**What is required:** All lines in the data bearing the string "LogRecord" should be identified and copied.

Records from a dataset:
PR #442, opened 2023-01-03
Clarify behavior for empty/not present/invalid trace_id and span_id fields

tigrannajaryan:
Resolves https://github.com/open-telemetry/opentelemetry-specification/issues/3040

This is not a breaking change:

- For Span it now defines more precisely the receiver behavior that was previously defined vaguely (e.g. it was unclear what "empty" means for bytes field).

- For LogRecord it now defines the receiver behavior that was previously unspecified. This ensures that the wording is consistent with what we have for the Span.

### DIFF
--- a/opentelemetry/proto/logs/v1/logs.proto
+++ b/opentelemetry/proto/logs/v1/logs.proto
@@ -164,14 +164,29 @@ message LogRecord {
   fixed32 flags = 8;
 
   // A unique identifier for a trace. All logs from the same trace share
-  // the same `trace_id`. The ID is a 16-byte array. An ID with all zeroes
-  // is considered invalid. Can be set for logs that are part of request processing
-  // and have an assigned trace id. [Optional].
+  // the same `trace_id`. The ID is a 16-byte array. An ID with all zeroes OR
+  // of length other than 16 bytes is considered invalid (empty string in OTLP/JSON
+  // is zero-length and thus is also invalid).
+  //
+  // This field is optional.
+  //
+  // The receivers SHOULD assume that the log record is not associated with a
+  // trace if any of the following is true:
+  //   - the field is not present,
+  //   - the field contains an invalid value.
   bytes trace_id = 9;
 
   // A unique identifier for a span within a trace, assigned when the span
-  // is created. The ID is an 8-byte array. An ID with all zeroes is considered
-  // invalid. Can be set for logs that are part of a particular processing span.
-  // If span_id is present trace_id SHOULD be also present. [Optional].
+  // is created. The ID is an 8-byte array. An ID with all zeroes OR of length
+  // other than 8 bytes is considered invalid (empty string in OTLP/JSON
+  // is zero-length and thus is also invalid).
+  //
+  // This field is optional. If the sender specifies a valid span_id then it SHOULD also
+  // specify a valid trace_id.
+  //
+  // The receivers SHOULD assume that the log record is not associated with a
+  // span if any of the following is true:
+  //   - the field is not present,
+  //   - the field contains an invalid value.
   bytes span_id = 10;
 }
--- a/opentelemetry/proto/trace/v1/trace.proto
+++ b/opentelemetry/proto/trace/v1/trace.proto
@@ -79,15 +79,17 @@ message ScopeSpans {
 // The next available field id is 17.
 message Span {
   // A unique identifier for a trace. All spans from the same trace share
-  // the same `trace_id`. The ID is a 16-byte array. An ID with all zeroes
-  // is considered invalid.
+  // the same `trace_id`. The ID is a 16-byte array. An ID with all zeroes OR
+  // of length other than 16 bytes is considered invalid (empty string in OTLP/JSON
+  // is zero-length and thus is also invalid).
   //
   // This field is required.
   bytes trace_id = 1;
 
   // A unique identifier for a span within a trace, assigned when the span
-  // is created. The ID is an 8-byte array. An ID with all zeroes is considered
-  // invalid.
+  // is created. The ID is an 8-byte array. An ID with all zeroes OR of length
+  // other than 8 bytes is considered invalid (empty string in OTLP/JSON
+  // is zero-length and thus is also invalid).
   //
   // This field is required.
   bytes span_id = 2;


djaglowski (approved):

Aneurysm9 (approved):

opentelemetry/proto/trace/v1/trace.proto
```diff
@@ -82,20 +82,24 @@ message Span {
   // the same `trace_id`. The ID is a 16-byte array. An ID with all zeroes
   // is considered invalid.
   //
-  // This field is semantically required. Receiver should generate new
-  // random trace_id if empty or invalid trace_id was received.
-  //
   // This field is required.
+  //
+  // The receivers SHOULD generate a new random trace_id if any of the following is true:
```
jmacd, line 87: Why use a random ID? Why not reject the data as invalid?

tigrannajaryan: That's the way it is currently. I can't change the current behavior, it would be a breaking change.
Why it was specified that way originally, I don't know.

jmacd: Where is this specified? It's specified for OTLP transport as well as OTLP/JSON transport? Thanks.

opentelemetry/proto/trace/v1/trace.proto
```diff
@@ -82,20 +82,24 @@ message Span {
   // the same `trace_id`. The ID is a 16-byte array. An ID with all zeroes
   // is considered invalid.
   //
-  // This field is semantically required. Receiver should generate new
-  // random trace_id if empty or invalid trace_id was received.
-  //
```
jmacd, line 87: Sorry, this is not a specification document. I would discard this language and treat spans w/o valid trace IDs and span IDs as invalid spans. Why change this now?

opentelemetry/proto/trace/v1/trace.proto
jmacd: > current behavior, it would be a breaking

Current behavior is broken, which I think allows us to change this behavior. How could anyone know the difference between a randomly-generated ID and an invalid data?

opentelemetry/proto/trace/v1/trace.proto
Aneurysm9: Agreed.  By the time span data are represented as OTLP we're out of the SDK and the data are either valid or not.

opentelemetry/proto/logs/v1/logs.proto
```diff
@@ -165,13 +165,27 @@ message LogRecord {
...
-  // and have an assigned trace id. [Optional].
+  // is considered invalid.
+  //
+  // This field is optional.
+  //
+  // The receivers SHOULD assume that the log record is not associated with a
+  // trace if any of the following is true:
+  //   - the field is not present,
+  //   - the field is equal to zero-length bytes sequence (or to empty string in OTLP/JSON),
+  //   - the field contains an invalid value.
```
yurishkuro, line 176: L175 seems to be subsumed by L176, since zero-length is also invalid. 

Also, rather than explaining invalid here I would pull it into L168: "An ID with all zeroes OR of length other than 16 bytes is considered invalid."

opentelemetry/proto/logs/v1/logs.proto
```diff
@@ -165,13 +165,27 @@ message LogRecord {
...
   bytes trace_id = 9;
 
   // A unique identifier for a span within a trace, assigned when the span
   // is created. The ID is an 8-byte array. An ID with all zeroes is considered
-  // invalid. Can be set for logs that are part of a particular processing span.
-  // If span_id is present trace_id SHOULD be also present. [Optional].
+  // invalid.
+  //
+  // This field is optional. If valid span_id is present then trace_id SHOULD be also present.
```
yurishkuro, line 183:
```suggestion
  // This field is optional. If a producer supplies a valid span_id then trace_id SHOULD be also present.
```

**Response to this task:**
- For LogRecord it now defines the receiver behavior that was previously unspecified. This ensures that the wording is consistent with what we have for the Span.
@@ -164,14 +164,29 @@ message LogRecord {
@@ -165,13 +165,27 @@ message LogRecord {
@@ -165,13 +165,27 @@ message LogRecord {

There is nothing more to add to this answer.